Многие советские картины 1970–1980-х годов несут на себе более или менее явные следы влияния, оказанного на их создателей закрытыми просмотрами шедевров западного кинематографа. Тоска по мировому контексту прорывается сквозь экран в «Июльском дожде» Хуциева, где звучат многоязыкие радиоголоса, к зданию посольства бесконечно долго прибывают иностранные дипломаты и камера застревает возле витрины с надписью «Телеграф» на нескольких языках; в картине Ларисы Шепитько по сценарию Геннадия Шпаликова «Ты и я» один из героев, приехавший из-за границы, нападает в ковбойской шляпе на своего товарища – под музыку из сериала про Джеймса Бонда, права на которую, конечно же, никому не приходило в голову купить.
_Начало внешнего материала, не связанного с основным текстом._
PR #1898, opened 2018-07-19
Fix issue 1896 and refactor rclone backend to support multiple REST-over-stdio backends (e.g. SSH)

### LINKED ISSUE #1896: Suspicious calling code for rclone backend
https://github.com/restic/restic/blob/master/cmd/restic/global.go#L652

`rclone.Open` is called here instead of `rclone.Create`

This additionally means that `rclone.Create`is unused code (except for tests).

`rclone.Open` and `rclone.Create` contain almost identical code.  The main difference is that `rclone.Create` calls `rest.Create` and `rclone.Open` calls `rest.Open`.  

There are a few other minor discrepancies that should probably be resolved (e.g., via a common helper function): https://github.com/restic/restic/blob/master/internal/backend/rclone/backend.go#L254 vs https://github.com/restic/restic/blob/master/internal/backend/rclone/backend.go#L282 and https://github.com/restic/restic/blob/master/internal/backend/rclone/backend.go#L260 vs https://github.com/restic/restic/blob/master/internal/backend/rclone/backend.go#L288

@fd0

mpsrig:

Fixes #1896 
Refactors `rclone/backend.go` to contain only rclone-specific code and move the general REST-over-HTTP2-over-stdio code to a new package `rest_stdio_http2`

#1896 
Also, the future use of REST-over-stdio to implement a future SSH backend was discussed in #1561 

### Checklist

- [x] I have added tests for all changes in this PR (none needed)
- [x] I have added documentation for the changes (in the manual) (none needed)

### DIFF
--- a/cmd/restic/global.go
+++ b/cmd/restic/global.go
@@ -649,7 +649,7 @@ func create(s string, opts options.Options) (restic.Backend, error) {
 	case "rest":
 		return rest.Create(cfg.(rest.Config), rt)
 	case "rclone":
-		return rclone.Open(cfg.(rclone.Config), nil)
+		return rclone.Create(cfg.(rclone.Config), nil)
 	}
 
 	debug.Log("invalid repository scheme: %v", s)
--- a/internal/backend/rclone/backend.go
+++ b/internal/backend/rclone/backend.go
@@ -17,6 +17,7 @@ import (
 
 	"github.com/restic/restic/internal/backend"
 	"github.com/restic/restic/internal/backend/rest"
+	"github.com/restic/restic/internal/backend/rest_stdio_http2/stdio_conn"
 	"github.com/restic/restic/internal/debug"
 	"github.com/restic/restic/internal/errors"
 	"github.com/restic/restic/internal/limiter"
@@ -32,11 +33,11 @@ type Backend struct {
 	waitCh     <-chan struct{}
 	waitResult error
 	wg         *sync.WaitGroup
-	conn       *StdioConn
+	conn       *stdio_conn.StdioConn
 }
 
 // run starts command with args and initializes the StdioConn.
-func run(command string, args ...string) (*StdioConn, *exec.Cmd, *sync.WaitGroup, func() error, error) {
+func run(command string, args ...string) (*stdio_conn.StdioConn, *exec.Cmd, *sync.WaitGroup, func() error, error) {
 	cmd := exec.Command(command, args...)
 
 	p, err := cmd.StderrPipe()
@@ -74,11 +75,7 @@ func run(command string, args ...string) (*StdioConn, *exec.Cmd, *sync.WaitGroup
 		return nil, nil, nil, nil, err
 	}
 
-	c := &StdioConn{
-		stdin:  stdout,
-		stdout: stdin,
-		cmd:    cmd,
-	}
+	c := stdio_conn.New(stdin, stdout)
 
 	return c, cmd, &wg, bg, nil
 }
@@ -86,7 +83,7 @@ func run(command string, args ...string) (*StdioConn, *exec.Cmd, *sync.WaitGroup
 // wrappedConn adds bandwidth limiting capabilities to the StdioConn by
 // wrapping the Read/Write methods.
 type wrappedConn struct {
-	*StdioConn
+	*stdio_conn.StdioConn
 	io.Reader
 	io.Writer
 }
@@ -99,7 +96,7 @@ func (c wrappedConn) Write(p []byte) (int, error) {
 	return c.Writer.Write(p)
 }
 
-func wrapConn(c *StdioConn, lim limiter.Limiter) wrappedConn {
+func wrapConn(c *stdio_conn.StdioConn, lim limiter.Limiter) wrappedConn {
 	wc := wrappedConn{
 		StdioConn: c,
 		Reader:    c,
--- a/internal/backend/rclone/backend.go
+++ b/internal/backend/rclone/backend.go
@@ -1,120 +1,22 @@
 package rclone
 
 import (
-	"bufio"
-	"context"
-	"crypto/tls"
-	"fmt"
-	"io"
-	"math/rand"
-	"net"
-	"net/http"
-	"net/url"
-	"os"
-	"os/exec"
-	"sync"
 	"time"
 
 	"github.com/restic/restic/internal/backend"
-	"github.com/restic/restic/internal/backend/rest"
-	"github.com/restic/restic/internal/backend/rest_stdio_http2/stdio_conn"
 	"github.com/restic/restic/internal/debug"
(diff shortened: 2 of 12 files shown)


fd0:
Uh, wow, I'm flattered that you're trying this, but can we please take a step back and discuss it first? This change is too big already for review...

mpsrig:
Sure - let me know what you'd like to see here.

My motivation is to get a proper SSH backend working as you had suggested in #1561 . I had the same idea after reading about the rclone implementation on restic.net.

I'm on a time crunch to decide on a new backup strategy (e.g. restic vs borg), and my goal is to get a SSH backend working soon for a fair comparison to Borg when using SSH.

fd0:
FYI: the rclone backend can be used over SSH already by setting `-o 'rclone.program=ssh user@host rclone'` (see [the manual](https://restic.readthedocs.io/en/latest/030_preparing_a_new_repo.html#other-services-via-rclone)).

mpsrig:
Yes, thank you for the link! I did see that, which is what has prompted the work so far.

mpsrig:
I'm hoping to take rclone out of the loop and use restic/rest-server.  I also have some work done on that to add the http2-over-stdio piece.

fd0:
So, first I'd like to understand what you're trying to do. Reworking the `Open/Create` issue you described in #1896 is a small change, it's likely we can remove `Create` and replace it with `Open` without any loss of functionality.

So, why move stuff around at all?

fd0:
Hm. I must admit I don't see much value in adding this functionality. Why not use rclone, or the REST server via ssh TCP forward, or sftp for that matter?

You see, all features/functions which get implement end up having to be maintained by someone (me, at the moment), this causes work. I've found an article which explains this in a great way, here: http://neugierig.org/software/blog/2018/07/options.html

So for all new features we need to evaluate whether the long-term cost is worth it. And for adding a REST-over-stdio backend I'm not convinced it adds enough value. :)

mpsrig:
The motivation here is to follow the Single Responsibility Principle and increase modularity.  The rclone backend code was mixing rclone-specific code (such as the default argument setting, etc) with general code.  

If you would prefer that all the files continue to live under the `internal/backend/rclone` package, I think that would be ok too. I don't care so much about the go package naming.  I just wanted to separate out the reusable code into separate functions.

И если массовому зрителю не полагалось видеть ничего, что могло поколебать его картину мира или разрушить заговор молчания по поводу, скажем, гомосексуализма (известно, что из «Конформиста» Бернардо Бертолуччи в советском прокате исчезли ключевые для сюжета эпизоды соблазнения юного героя развращенным шофером), то творческая интеллигенция пользовалась привилегиями, не только посещая закрытые показы, но и заказывая копии иностранных картин из спецхрана. Миндадзе вспоминает о семинарах в Болшеве, где кинематографисты читали друг другу свои сценарии, обменивались опытом и смотрели кино, не предназначенное для обычных кинотеатров: «Это была абсолютно дозволенная история, специалисты должны были знакомиться с мировым кинематографом. Ты ехал в Болшево, и вот в этом зале показывали „Последнее танго в Париже“ и все, что угодно. Трудно себе представить, что люди по снегу приезжали из Москвы, без гарантий проникнуть в этот крошечный зал… Они не понимали, что, показывая это дело людям восприимчивым… Радиация оказывала влияние. Потом они получали то, что не очень хотели получить».
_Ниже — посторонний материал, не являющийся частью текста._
PR #1899, opened 2018-07-20
check: Use --cache-dir argument

### LINKED ISSUE #1880: check command doesn't obey the --cache-dir argument and writes to TMPDIR
## Output of `restic version`

`restic 0.9.1 compiled with go1.10.3 on linux/amd64`

```
restic -v=10 -r . --cache-dir /data/backup/cache --cleanup-cache check
```

local backend

## Expected behavior

Obey to the given `--cache-dir` where it should place the temporary check cache. For people with mounted TMPDIR as tmpfs with fixed size this can be a problem.

## Actual behavior

```
using temporary cache in /tmp/restic-check-cache-219828007
repository 6bc46502 opened successfully, password is correct
load indexes
check all packs
no errors were found
```

Pass the `--cache-dir` and see it storing the check cache in `TMPDIR`

The `--cache-dir` parameter is not used.

Use the `--cache-dir` when given instead of `TMPDIR`.

Yes, because it is written in golang and has a nice commandline interface 👍

garrmcnu:

`check` command now uses a specific cache directory if set using the `--cache-dir` argument.

Closes #1880

### Checklist

### DIFF
--- a/changelog/unreleased/issue-1880
+++ b/changelog/unreleased/issue-1880
@@ -1,0 +1,7 @@
+Bugfix: Use `--cache-dir` argument for `check` command
+
+`check` command now uses a specific cache directory if set using the `--cache-dir` argument.
+
+The `--cache-dir` argument was not used by the `check` command, instead a cache directory was created in the temporary directory.
+
+https://github.com/restic/restic/issues/1880
--- a/changelog/unreleased/issue-1880
+++ b/changelog/unreleased/issue-1880
@@ -1,7 +1,12 @@
 Bugfix: Use `--cache-dir` argument for `check` command
 
-`check` command now uses a specific cache directory if set using the `--cache-dir` argument.
+`check` command now uses a temporary sub-directory of the specified directory
+if set using the `--cache-dir` argument. If not set, the cache directory is
+created in the default temporary directory as before.
+In either case a temporary cache is used to ensure the actual repository is
+checked (rather than a local copy).
 
-The `--cache-dir` argument was not used by the `check` command, instead a cache directory was created in the temporary directory.
+The `--cache-dir` argument was not used by the `check` command, instead a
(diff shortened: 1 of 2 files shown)


fd0 (commented):
Hey, thank you very much for giving this a try! Unfortunately, the logic is not quite correct yet:

fd0 (changes requested):
Hey, thank you very much for giving this a try! Unfortunately, the logic is not quite correct yet. I'll try to explain, it's a bit more complicated than it looks at first sight ;)

`restic check` will, by default, not use the default cache. This is a safety feature: it should check the data in the repo, not the local copy. If users want, they can force restic to use the local cache by specifying `--with-cache`.

Unfortunately, not using a cache at all makes `restic check` really slow, so we're building a new cache in a temporary directory. The bug report mentioned that this is a problem for devices which may not have enough space in the temporary directory (typically `/tmp` on Linux).

So the proposal was: If `--cache-dir` is specified explicitly, use a subdir of that directory for the temporary cache instead of the system-wide temporary directory, but build a new cache from scratch and do not use the existing cache at all. When `--with-cache` is specified, the old behavior (use the existing cache) should be used as before.

What this PR implements is slightly different: when `restic check --cache-dir foo` is called, it uses the cache directory. I expect that users will have set this to their permanent cache location, so this would make `restic check` use the existing cache, which is not what we want. :)

I think we should use the `--cache-dir` given on the command-line as the input to the `ioutil.TempDir()` function, to use it as the temporary directory. If it's empty, great, use the systemd-wide temporary directory. If not, use a new subdir of that directory.

So, it'd be great if you have the motivation to try this again! Please let me know if you need any help!

fd0 (approved):
Great, looks good!

xor-gate:
Nice catch both, thanks for fixing!

PR #1900, opened 2018-07-21
restorer: Add test for restore with include filter

### LINKED ISSUE #1870: Error in restoring a specific file
When I run the command to restore a specific file, the restic return the follow error:
```
ignoring error for /restore11/usr/local/teste2.txt: OpenFile: open /restore11/usr/local/teste2.txt: is a directory
```

## Output of `restic version`
(v0.9.1-33-g44fb2a8) compiled with go1.10.3 on linux/amd64

 restic restore d84bbf60 -t /restore11/ -i "/usr/local/teste2.txt"

S3 ( DigitalOcean )

## Expected behavior

 Restic should not convert the file to directory

## Actual behavior

 
Restoring specific file from a snapshot , restic convert the first file to directory 

```
root@gbox:/# restic restore d84bbf60 -t /restore11/ -i "/usr/local/*.txt"
repository 00d74122 opened successfully, password is correct
restoring <Snapshot d84bbf60 of [/usr/local] at 2018-07-01 19:45:00.798260419 +0000 UTC by root@gbox> to /restore11/
ignoring error for /restore11/usr/local/teste2.txt: OpenFile: open /restore11/usr/local/teste2.txt: is a directory
There were 1 errors
```

Linting the file/directory

```
root@gbox:/# ls -l /restore11/usr/local/
total 12
drwx------ 2 root root 4096 Jul  1 21:41 teste2.txt
```

no

no

fd0:

Resolve an error with the restore command when an include filter is used.

#### Background:

traverseTree() was meant to call enterDir() whenever a directory is selected for restore, either explicitly or implicitly (=contains a file which is to be restored). After restoring a file, leaveDir() is called in reverse order for all intermediate directories so that the metadata can be restored.

When a directory is selected implicitly, the metadata for it is restored. This is different from the previous restorer behavior, which created implicitly selected intermediate directories with permissions 0700 (only user can read/write it).

This PR changes the behavior back to the old one. Only a directory is explicitly selected for restore, enterDir()/leaveDir() are called for it. Otherwise, only visitNode() is called, so visitNode() needs to make sure the parent directory exists. If the directory is explicitly included, leaveDir() will then restore the metadata correctly.

When we decide to change the behavior (restore metadata for all intermediate directories, even if selected implicitly), we should do that in the selection functions, not here.

This finally resolves #1870

Closes #1870

### Checklist

### DIFF
--- a/internal/restorer/restorer.go
+++ b/internal/restorer/restorer.go
@@ -99,35 +99,15 @@ func (res *Restorer) traverseTree(ctx context.Context, target, location string, 
 			return err
 		}
 
-		enteredDir := false
 		if node.Type == "dir" {
 			if node.Subtree == nil {
 				return errors.Errorf("Dir without subtree in tree %v", treeID.Str())
 			}
 
-			// ifedorenko: apparently a dir can be selected explicitly or implicitly when a child is selected
-			// to support implicit selection, visit the directory from within visitor#visitNode
 			if selectedForRestore {
-				enteredDir = true
 				err = sanitizeError(visitor.enterDir(node, nodeTarget, nodeLocation))
 				if err != nil {
 					return err
-				}
-			} else {
-				_visitor := visitor
-				visitor = treeVisitor{
-					enterDir: _visitor.enterDir,
-					visitNode: func(node *restic.Node, nodeTarget, nodeLocation string) error {
-						if !enteredDir {
-							enteredDir = true
-							derr := sanitizeError(_visitor.enterDir(node, nodeTarget, nodeLocation))
-							if derr != nil {
-								return derr
-							}
-						}
-						return _visitor.visitNode(node, nodeTarget, nodeLocation)
-					},
-					leaveDir: _visitor.leaveDir,
 				}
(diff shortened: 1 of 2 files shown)


ifedorenko:
Minor. I think there is no need to precreate `dst` directory in RestoreTo any more. By removing that code all created directories will default to the same `0700` permissions, which is both safer and more consistent. https://github.com/restic/restic/pull/1900/files#diff-7e901d641519cb52e213a5d339ee6d65L200

I also wonder if it'll be more "symmetrical" if directories and other node types were created in `visitNode`. This way it should be possible to remove `enterDir`, which would simplify the code. I can open follow-up PR to illustrate this, if you are interested.

ifedorenko (approved):

fd0:
I think we should either isolate the (fairly complex) `treeVisitor` from the restorer, or replace it with the recently introduced [`walker.Walk()`](https://godoc.org/github.com/restic/restic/internal/walker#Walk). I'll give this a try so you can have a look.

Хотя Миндадзе не любит подтверждать догадки о влияниях, гендерная амбивалентность героев Висконти явно не прошла даром для рабочего Белова. «Город женщин» Феллини тенью промелькнул в «Параде планет» с его «ткацким поселком». Поиски пропавшей женщины в «Армавире» и «Отрыве» напоминают о «Приключении» Антониони, в котором двое сближаются в поисках отсутствующего третьего. И если «Охота» – наша «Смерть в Венеции», «Слово для защиты» – наша «Персона», то «Остановился поезд» – это наш «Ночной портье» и еще немного наша «Стратегия паука»: история о том, как человек вернулся в родной город и пропал в его «коллективном теле».
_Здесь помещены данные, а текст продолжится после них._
PR #1905, opened 2018-07-28
HTTP reporting for backup+restore, CLI reporting gor restore

CapacitorSet:

During backups and restores, Restic will send progress data (how many files processed, how many bytes, how many folders unchanged, etc.) to an external HTTP server every few seconds. It also implements CLI reporting for restores, in a fashion similar to backups. 

Yes: https://forum.restic.net/t/new-feature-http-reporting-for-backup-restore-cli-reporting-for-restore/824

Checklist
---------

The development of this feature was sponsored by [InAsset](http://www.inasset.it/en/).

### DIFF
--- a/cmd/restic/cmd_backup.go
+++ b/cmd/restic/cmd_backup.go
@@ -336,13 +336,17 @@ func findParentSnapshot(ctx context.Context, repo restic.Repository, opts Backup
 }
 
 func runBackup(opts BackupOptions, gopts GlobalOptions, term *termstatus.Terminal, args []string) error {
+	p := ui.NewBackup(term, gopts.verbosity, gopts.StatusURL, gopts.StatusTime, gopts.StatusToken)
+
 	err := opts.Check(gopts, args)
 	if err != nil {
+		p.HTTP.Error(err)
 		return err
 	}
 
 	targets, err := collectTargets(opts, args)
 	if err != nil {
+		p.HTTP.Error(err)
 		return err
 	}
 
@@ -350,13 +354,12 @@ func runBackup(opts BackupOptions, gopts GlobalOptions, term *termstatus.Termina
 	if opts.TimeStamp != "" {
 		timeStamp, err = time.Parse(TimeFormat, opts.TimeStamp)
 		if err != nil {
+			p.HTTP.Error(err)
 			return errors.Fatalf("error in time option: %v\n", err)
 		}
 	}
 
 	var t tomb.Tomb
-
-	p := ui.NewBackup(term, gopts.verbosity)
 
 	// use the terminal for stdout/stderr
 	prevStdout, prevStderr := gopts.stdout, gopts.stderr
@@ -380,6 +383,7 @@ func runBackup(opts BackupOptions, gopts GlobalOptions, term *termstatus.Termina
 	p.V("open repository")
 	repo, err := OpenRepository(gopts)
 	if err != nil {
+		p.HTTP.Error(err)
 		return err
 	}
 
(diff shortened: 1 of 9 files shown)


mholt:
Interesting -- what about just streaming JSON or something to stdout with the progress data? i.e. why does this change require an HTTP server to read the updates?

CapacitorSet:
That was my first thought when I was assigned this project - "why not just pipe the output to netcat?" - but it turns out that the client needed a cross-platform solution. That's a reasonable constraint.

mholt:
I asked, because I'll probably be proposing a PR in the near-future which streams the status out in JSON (or similar) format, sans HTTP. (My change will include the current file(s) being backed up.)

Is there a way to decouple this PR from HTTP?

CapacitorSet:
Yes, it'd be sufficient to replace [`http_backup.go:34`](https://github.com/restic/restic/pull/1905/files#diff-fd61510df500881ec372b6697bd2cc97R34):

```diff
-_, err = http.Post(h.url, "text/json", bytes.NewReader(j))
-if err != nil {
-	panic(err)
-}
+os.Stdout.Write(j)
```

From there, it's a matter of removing HTTP-specific configuration (URL, token) and renaming functions and variables.

fd0:
Thanks for your contribution! I'll have to think about this for a bit, but at the moment I'm not convinced that HTTP reporting is a good idea. What @Mholt proposed (streaming JSON output) is a much better approach. In addition, the progress reporting for the restorer is a separate feature, it must be submitted in a separate PR. Since we'll rework the restorer completely in #1719, I'd like to hold on for now until that is merged, then we can add reporting properly.

mpetrazzo:
Hi,
I'm @CapacitorSet colleague.
We are developing a restic wrapper that envelop the restic exe, call it at specific time (with a scheduler) and send the output informations to a centralized server.
We use python with pyinstaller for develop and create standalone exe to distribute them to the clients (win, lin, mac).
After a lot of tests we see that on windows and a program that write to console logging (stdout) aren't so much friends: the caller (our program) can correctly read outpout from stdout only in special cases, and not always. This doesn't happen, for example, on linux.
So we thought, and develop, an alternative method for receive and parse informations from restic, that is platform independent and can be use for collect them in localhost or everywhere where there is a http server (for example also in restic rest-server)

Please consider to accept this patch that doesn't interfere with restic, but add a new possibility to parse restic (fantastic) work.

fd0:
Thank you for the praise, I love that restic helps you!

It would have been great to talk about this design before somebody actually spent time implementing it, so maybe we would have found a better solution. While it covers your use case, I fear that it's a very narrow solution for a very specific problem that (at least feels to me) could have been resolved in a way that integrates better with restic. After all, we (as a project) have to live with and maintain this code indefinitely.

Here's a great article about the options dilemma, which explains it very well: 
http://neugierig.org/software/blog/2018/07/options.html

We already have one way of getting machine-readable feedback (JSON printed to stdout) in a way that does not require any network (which is always a good thing). So I don't think it's a good idea to add a second way. Where do we stop? Add support for writing progress/status information to a MySQL database? To MongoDB and CouchDB? What about monitoring such as Nagios? It's a slippery slope adding more and more features that we as a spare-time for-fun project (at least for me) have to maintain for a long time.

Please don't get me wrong: I love that you spent time and resources to improve restic, and that you use it! But let's talk about the design first.

I'd like to start with your original problem, please open a new issue (ideally as a bug report) so we can discuss it. Do you have any hints or background information what's going on when restic is started by a Python process? Why can you just read stdout of the restic process from Python, e.g. linewise? For me, it's the first time that I hear of such problems (I'm not a Windows user myself). Is there anything we can improve from restic's side?

fd0:
I'm closing this PR for now as it cannot be merged. The way forward is to do two different things:
 * For the metric/reporting issue: Open a new issue, describe the use case and the problems with Python reading restic's status output, then we can find out what's going on
 * For the restore CLI feedback: Please hold until #1719 is merged, then maybe submit the PR again, rebased to the merged code.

И более того, сближения есть даже там, где их точно не может быть, – только потому, что дух времени способен проникать даже сквозь железный занавес. У фильма «Весенний призыв» есть двойник в итальянском кинематографе, хорошо знакомом нашим авторам той поры, – снятый в том же 1976 году и неизвестный Александру Миндадзе «Триумфальный марш» Марко Беллоккьо, в котором действует абсолютно идентичная пара героев: офицер и филолог-новобранец. Молодой Игорь Костолевский даже внешне похож на молодого Микеле Плачидо. Разумеется, «Триумфальный марш» идет гораздо дальше своего советского двойника, в котором положительный сержант с удивлением открывает для себя мир призывника-интеллигента. Это история похожей, хотя и гораздо более патологической, чем у Миндадзе, садомазохистской сцепки рядового и офицера, студента и мачо, изуродованного собственным мачизмом.